PR #936, opened 2019-02-10
high-scores: Regenerate tests

pgaspar:
Update tests to: ~`3.0.0 999ec47`~ `4.0.0 ad1f9c4`

These are the changes introduced by:
* https://github.com/exercism/problem-specifications/pull/1447
* https://github.com/exercism/problem-specifications/pull/1459

### v3.0.0 notes

Right now I kept the new method name `personal_top_three`, but a case could be made for naming it `personal_top_3` or rather `personal_top3`, as the [rubocop styleguide suggests](https://github.com/rubocop-hq/ruby-style-guide#snake-case-symbols-methods-vars-with-numbers). Personally, I'm not a fan of `personal_top3` 🤔 Thoughts are welcome.

@F3PiX I believe we can make this change without affecting the overhauling efforts, but let me know if that's not the case.

### v4.0.0 notes

Also updated README.md :+1:

### TODO

- [x] Update changelog on the mentor notes as soon as this is merged (https://github.com/exercism/website-copy/pull/783)
- [x] Upload mentor notes to remove references to the `report` method.

### DIFF
--- a/exercises/high-scores/.meta/solutions/high_scores.rb
+++ b/exercises/high-scores/.meta/solutions/high_scores.rb
@@ -15,8 +15,8 @@ class HighScores
     scores.last
   end
 
-  def personal_top
-    scores.sort.reverse.take(3)
+  def personal_top_three
+    scores.max(3)
   end
 
   def report
--- a/exercises/high-scores/.meta/solutions/high_scores.rb
+++ b/exercises/high-scores/.meta/solutions/high_scores.rb
@@ -18,10 +18,4 @@ class HighScores
   def personal_top_three
     scores.max(3)
   end
-
-  def report
-    difference = "#{personal_best - latest} short of" if personal_best != latest
-
-    "Your latest score was #{latest}. That's #{difference} your personal best!".squeeze
-  end
 end
--- a/exercises/high-scores/README.md
+++ b/exercises/high-scores/README.md
@@ -2,7 +2,7 @@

━━━━

PROBLEM REQUIREMENTS:
The answer should be a single number: the count of lines in the data that include the string "difference".

YOUR SOLUTION:
2